[Records from a data collection]
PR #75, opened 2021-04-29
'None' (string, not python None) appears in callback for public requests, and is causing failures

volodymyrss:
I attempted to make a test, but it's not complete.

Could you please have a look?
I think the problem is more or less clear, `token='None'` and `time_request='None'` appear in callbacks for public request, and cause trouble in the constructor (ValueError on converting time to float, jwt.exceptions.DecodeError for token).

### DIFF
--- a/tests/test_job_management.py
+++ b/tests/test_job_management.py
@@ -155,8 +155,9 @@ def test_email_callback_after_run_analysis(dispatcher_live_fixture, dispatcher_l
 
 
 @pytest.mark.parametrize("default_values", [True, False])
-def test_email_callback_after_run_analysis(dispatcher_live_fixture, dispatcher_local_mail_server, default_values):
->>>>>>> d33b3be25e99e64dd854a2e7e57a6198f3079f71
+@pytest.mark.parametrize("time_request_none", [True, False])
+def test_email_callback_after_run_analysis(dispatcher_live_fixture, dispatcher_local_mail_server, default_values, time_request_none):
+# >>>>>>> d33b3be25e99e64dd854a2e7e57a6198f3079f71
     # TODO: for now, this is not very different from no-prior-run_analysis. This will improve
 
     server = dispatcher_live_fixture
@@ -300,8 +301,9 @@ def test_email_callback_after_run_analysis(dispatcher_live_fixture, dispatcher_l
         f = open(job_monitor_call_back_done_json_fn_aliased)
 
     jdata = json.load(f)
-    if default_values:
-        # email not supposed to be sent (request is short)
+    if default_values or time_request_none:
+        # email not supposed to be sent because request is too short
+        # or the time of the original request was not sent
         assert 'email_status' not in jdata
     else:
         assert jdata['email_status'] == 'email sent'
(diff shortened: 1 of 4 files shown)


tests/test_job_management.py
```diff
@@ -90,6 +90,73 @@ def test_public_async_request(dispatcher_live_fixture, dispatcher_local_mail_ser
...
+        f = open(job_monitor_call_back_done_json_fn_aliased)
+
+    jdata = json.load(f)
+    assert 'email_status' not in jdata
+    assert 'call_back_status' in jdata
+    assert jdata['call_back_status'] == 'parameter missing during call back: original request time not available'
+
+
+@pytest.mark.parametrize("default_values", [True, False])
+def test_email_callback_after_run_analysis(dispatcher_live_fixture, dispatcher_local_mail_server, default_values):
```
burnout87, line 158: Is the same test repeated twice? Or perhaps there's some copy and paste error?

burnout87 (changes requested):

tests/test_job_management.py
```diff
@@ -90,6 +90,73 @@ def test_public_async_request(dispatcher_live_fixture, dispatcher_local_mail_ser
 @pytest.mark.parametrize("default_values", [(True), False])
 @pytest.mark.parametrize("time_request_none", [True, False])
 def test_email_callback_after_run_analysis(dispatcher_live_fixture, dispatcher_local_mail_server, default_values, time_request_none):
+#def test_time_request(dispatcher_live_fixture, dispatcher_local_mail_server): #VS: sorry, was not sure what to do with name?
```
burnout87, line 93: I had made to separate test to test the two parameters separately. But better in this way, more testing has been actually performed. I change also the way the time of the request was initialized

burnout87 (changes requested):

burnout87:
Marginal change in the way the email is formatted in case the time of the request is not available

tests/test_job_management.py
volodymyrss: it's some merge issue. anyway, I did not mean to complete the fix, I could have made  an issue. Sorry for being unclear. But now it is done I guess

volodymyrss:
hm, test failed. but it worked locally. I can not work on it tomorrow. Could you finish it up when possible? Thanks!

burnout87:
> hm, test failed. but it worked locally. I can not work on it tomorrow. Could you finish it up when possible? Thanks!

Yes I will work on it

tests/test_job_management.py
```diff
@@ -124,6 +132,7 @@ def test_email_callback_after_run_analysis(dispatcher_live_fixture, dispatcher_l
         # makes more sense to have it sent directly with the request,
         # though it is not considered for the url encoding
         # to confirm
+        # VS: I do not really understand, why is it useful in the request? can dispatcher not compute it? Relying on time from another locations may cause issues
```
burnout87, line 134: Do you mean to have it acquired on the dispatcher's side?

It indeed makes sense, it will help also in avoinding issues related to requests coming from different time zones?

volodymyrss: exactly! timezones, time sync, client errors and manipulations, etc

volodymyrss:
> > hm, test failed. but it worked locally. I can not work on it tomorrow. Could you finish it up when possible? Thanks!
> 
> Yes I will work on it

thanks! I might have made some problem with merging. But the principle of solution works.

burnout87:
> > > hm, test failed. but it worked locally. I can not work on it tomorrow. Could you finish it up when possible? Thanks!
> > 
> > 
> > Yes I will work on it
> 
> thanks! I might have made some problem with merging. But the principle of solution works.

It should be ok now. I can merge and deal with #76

WHAT YOU ARE ASKED TO DO: Retype the records above exactly, so that no line differs from its source.

FINAL ANSWER:
PR #75, opened 2021-04-29
'None' (string, not python None) appears in callback for public requests, and is causing failures

volodymyrss:
I attempted to make a test, but it's not complete.

Could you please have a look?
I think the problem is more or less clear, `token='None'` and `time_request='None'` appear in callbacks for public request, and cause trouble in the constructor (ValueError on converting time to float, jwt.exceptions.DecodeError for token).

### DIFF
--- a/tests/test_job_management.py
+++ b/tests/test_job_management.py
@@ -155,8 +155,9 @@ def test_email_callback_after_run_analysis(dispatcher_live_fixture, dispatcher_l
 
 
 @pytest.mark.parametrize("default_values", [True, False])
-def test_email_callback_after_run_analysis(dispatcher_live_fixture, dispatcher_local_mail_server, default_values):
->>>>>>> d33b3be25e99e64dd854a2e7e57a6198f3079f71
+@pytest.mark.parametrize("time_request_none", [True, False])
+def test_email_callback_after_run_analysis(dispatcher_live_fixture, dispatcher_local_mail_server, default_values, time_request_none):
+# >>>>>>> d33b3be25e99e64dd854a2e7e57a6198f3079f71
     # TODO: for now, this is not very different from no-prior-run_analysis. This will improve
 
     server = dispatcher_live_fixture
@@ -300,8 +301,9 @@ def test_email_callback_after_run_analysis(dispatcher_live_fixture, dispatcher_l
         f = open(job_monitor_call_back_done_json_fn_aliased)
 
     jdata = json.load(f)
-    if default_values:
-        # email not supposed to be sent (request is short)
+    if default_values or time_request_none:
+        # email not supposed to be sent because request is too short
+        # or the time of the original request was not sent
         assert 'email_status' not in jdata
     else:
         assert jdata['email_status'] == 'email sent'
(diff shortened: 1 of 4 files shown)


tests/test_job_management.py
```diff
@@ -90,6 +90,73 @@ def test_public_async_request(dispatcher_live_fixture, dispatcher_local_mail_ser
...
+        f = open(job_monitor_call_back_done_json_fn_aliased)
+
+    jdata = json.load(f)
+    assert 'email_status' not in jdata
+    assert 'call_back_status' in jdata
+    assert jdata['call_back_status'] == 'parameter missing during call back: original request time not available'
+
+
+@pytest.mark.parametrize("default_values", [True, False])
+def test_email_callback_after_run_analysis(dispatcher_live_fixture, dispatcher_local_mail_server, default_values):
```
burnout87, line 158: Is the same test repeated twice? Or perhaps there's some copy and paste error?

burnout87 (changes requested):

tests/test_job_management.py
```diff
@@ -90,6 +90,73 @@ def test_public_async_request(dispatcher_live_fixture, dispatcher_local_mail_ser
 @pytest.mark.parametrize("default_values", [(True), False])
 @pytest.mark.parametrize("time_request_none", [True, False])
 def test_email_callback_after_run_analysis(dispatcher_live_fixture, dispatcher_local_mail_server, default_values, time_request_none):
+#def test_time_request(dispatcher_live_fixture, dispatcher_local_mail_server): #VS: sorry, was not sure what to do with name?
```
burnout87, line 93: I had made to separate test to test the two parameters separately. But better in this way, more testing has been actually performed. I change also the way the time of the request was initialized

burnout87 (changes requested):

burnout87:
Marginal change in the way the email is formatted in case the time of the request is not available

tests/test_job_management.py
volodymyrss: it's some merge issue. anyway, I did not mean to complete the fix, I could have made  an issue. Sorry for being unclear. But now it is done I guess

volodymyrss:
hm, test failed. but it worked locally. I can not work on it tomorrow. Could you finish it up when possible? Thanks!

burnout87:
> hm, test failed. but it worked locally. I can not work on it tomorrow. Could you finish it up when possible? Thanks!

Yes I will work on it

tests/test_job_management.py
```diff
@@ -124,6 +132,7 @@ def test_email_callback_after_run_analysis(dispatcher_live_fixture, dispatcher_l
         # makes more sense to have it sent directly with the request,
         # though it is not considered for the url encoding
         # to confirm
+        # VS: I do not really understand, why is it useful in the request? can dispatcher not compute it? Relying on time from another locations may cause issues
```
burnout87, line 134: Do you mean to have it acquired on the dispatcher's side?

It indeed makes sense, it will help also in avoinding issues related to requests coming from different time zones?

volodymyrss: exactly! timezones, time sync, client errors and manipulations, etc

volodymyrss:
> > hm, test failed. but it worked locally. I can not work on it tomorrow. Could you finish it up when possible? Thanks!
> 
> Yes I will work on it

thanks! I might have made some problem with merging. But the principle of solution works.

burnout87:
> > > hm, test failed. but it worked locally. I can not work on it tomorrow. Could you finish it up when possible? Thanks!
> > 
> > 
> > Yes I will work on it
> 
> thanks! I might have made some problem with merging. But the principle of solution works.

It should be ok now. I can merge and deal with #76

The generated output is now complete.